Tan is a partner with major Singapore law firm Shook Lin & Bok and has garnered more than 26 years of experience as a lawyer. He heads the Trust, Asset & Wealth Management practice and is widely regarded as one of the market leaders specialising in investment funds, REITs, trusts and private wealth.
He advises numerous fund managers, wealth managers and EAMs, setting up Singapore and Cayman funds, getting CMS licences, RFMC & VCFMC approvals, setting up family offices and private trusts, including Sections 13O & 13U (formerly known as 13R & 13X) structures. He holds a law degree as well as an MBA (Finance). He also advises clients in the UAE, or involved in the UAE, and advises many of them on connectivity and solutions that might span both Singapore or Asia and the Middle East.
Tan explained the firm mainly advises the professional investment and wealth advisors as well the EAMs or IAMs, independent asset managers, the private banks and the trustees. And he reported they also help the family offices, and UHNWIs and private clients as well. He said the institutional side covers discretionary and non-discretionary mandates, and they might set up funds, private label structures, and also family offices, family trusts, and which may use Private Placement Life Insurance, or PPLI, as well.
“Clients sometimes set up a multi-family office and then help single family offices that do not want to set up full team and hire a full team on their own,” he explained. “They might often let the second or even third generations into the offices to learn the ropes, like apprentices, enabling them to move on later and help the patriarchs and matriarchs watch over the family assets and their core investment strategies.”
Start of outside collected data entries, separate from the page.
PR #262, opened 2017-06-14
JENA-1313: Some cleanup around NodeValueSortKey

afs:
- NodeValue.sameAs (complete switch statement)
- Add NodeValue.getSortKey() and use instead of casts.
- javadoc fixes

### DIFF
--- a/jena-arq/src/main/java/org/apache/jena/sparql/expr/NodeValue.java
+++ b/jena-arq/src/main/java/org/apache/jena/sparql/expr/NodeValue.java
@@ -586,7 +586,9 @@ public abstract class NodeValue extends ExprNode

He explained that when a family’s assets are more than roughly USD200 million, the single family office is more viable, and more sophisticated structures are put in place, involving perhaps multiple private family funds either using the Cayman segregated portfolio companies or the variable capital company (VCC) structure from Singapore, often then segregated legally for different members, and different branches of the family.
“Amidst all of this, we are seeing a lot more onshoring, as people seek to shift their offshore structures and vehicles to more transparent, compliant, and robust onshore structures to comply with the new substance and other regulations,” he explained.
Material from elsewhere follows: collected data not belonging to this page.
PR #263, opened 2017-06-17
Writer updates

afs:
JENA-369: Some lists in WHERE blocks are printed in ()-form - in particular, property functions are likely to be done this way.

JENA-1361: Fix bug in update output.

The existing testing already covers the changes in `TestSerialziation`.


afs:
Printing basic graph patterns prettily for queries is a different problem to printing Turtle if it is to retain the triple ordering of the BGP.

This PR conservatively spots the layout the parser generates and puts back pretty lists for at least flat lists.

It does not apply to property paths.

Tan expanded on this line of commentary, noting that these days clients who think there is still somewhere to hide their wealth are mistaken.
“If you are not structured in a transparent manner already, you will need to be very soon, because there is nowhere to hide that’s safe, so let's not even go down that path,” he cautioned. “What worked 10 to 20 years ago over multiple jurisdictions, with hidden trusts, and nominees and tonnes of SPVs, that's no good because from a law firm’s perspective that's a red flag straightaway. So, from our perspective, we might either reject those types of clients, or reject the structure or have to conduct enhanced due diligence.”
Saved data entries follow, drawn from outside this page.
PR #266, opened 2017-06-23
JENA-1367: Improve apf:strSplit corner cases

cygri:
This is a patch to improve the behaviour of `apf:strSplit` in cases where it is invoked with inputs other than the obvious node types.

The general syntax of the property function is:

    ?parts apf:strSplit (?input ?regex)

The patch changes various cases that previously would have thrown `ExprEvalException` or `NotLiteralException`:

- If `?input` is an unbound variable, return no match
- If `?input` is an IRI or blank node, return no match
- If `?regex` is not a literal, return no match
- If `?parts` is a plain literal that equals one of the tokens of the parts of `?input`, return true (one match, no new variable bindings)
- If `?parts` is anything else but not a variable, return no match
- If the object is a list but does not have two elements, throw `QueryBuildException`

The patch also adds fairly exhaustive tests for the function. The test class may still need to be hooked into the test suite in some way.

### DIFF
--- a/jena-arq/src/main/java/org/apache/jena/sparql/pfunction/library/strSplit.java
+++ b/jena-arq/src/main/java/org/apache/jena/sparql/pfunction/library/strSplit.java
@@ -39,11 +39,13 @@ import org.apache.jena.sparql.util.IterLib;
 import org.apache.jena.vocabulary.XSD;
 
 /**
- * Property function that requires the subject to be unbound, and the object to
+ * Property function that requires the object to
  * contain a list of two items, the first of which is a string to be split, and
- * the second is a regular expression denoting the split point. The subject
- * variable is bound for each result of the split, and each result has the
- * whitespace trimmed from it.
+ * the second is a regular expression denoting the split point. If the subject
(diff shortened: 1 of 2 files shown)


jena-arq/src/main/java/org/apache/jena/sparql/pfunction/library/strSplit.java
```diff
@@ -44,27 +47,58 @@
...
+            
+            final Var subjectVar = Var.alloc(subject);
+
+            Iterator<Binding> it = Iter.map(
+                    tokens.iterator(),
+                    item -> BindingFactory.binding(binding, subjectVar,
+                            NodeFactory.createLiteral(item)));
+            return new QueryIterPlainWrapper(it, execCxt);
+            
+        } else if (subject.isLiteral()
```
kinow: I think this doesn't match the current Javadoc? Maybe this change requires some changes to the text in the class Javadoc, that explain the new behaviour.

cygri: You are right. I updated the javadoc to match the new behaviour.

But he also remarked that clients can remediate their planning and structures, working closely with good and experienced lawyers and bankers and a team of professional advisors to cover all the bases.
“We can't help what's in the past, but if we can fix it for the future, we will try to fix it,” he said.
“We always advise the clients to understand that we must make everything robust, compliant and future ready. It is not only the substance rules to consider, and those keep evolving, but also the key tax and other issues. Pay to Caesar what is due to Caesar, and then structure transparently and compliantly to protect the assets for the family’s future.”
Tan added that in recent years, more and more of the clients from Europe and Asia, and including Greater China and Indonesian Chinese clients, ask him to help them find viable solutions so that they can pay their corporate taxes, perhaps in Singapore or elsewhere, so that they are comfortable in being completely compliant. “They are happy, for example, if they are declared Singapore tax residents, they are happy to declare and pay their taxes and rest easy in being fully compliant,” he said.
He concluded his observations by remarking that as a prominent law firm they strive to offer as much empathy as possible to their clients and help the families open up to conversations that might in the past have been considered off limits or taboo. “It is heartening to have these types of conversations,” Tan concluded, “as this is an important part of heading towards the right types of structures and plans. In the past, such conversations would have been much more difficult.”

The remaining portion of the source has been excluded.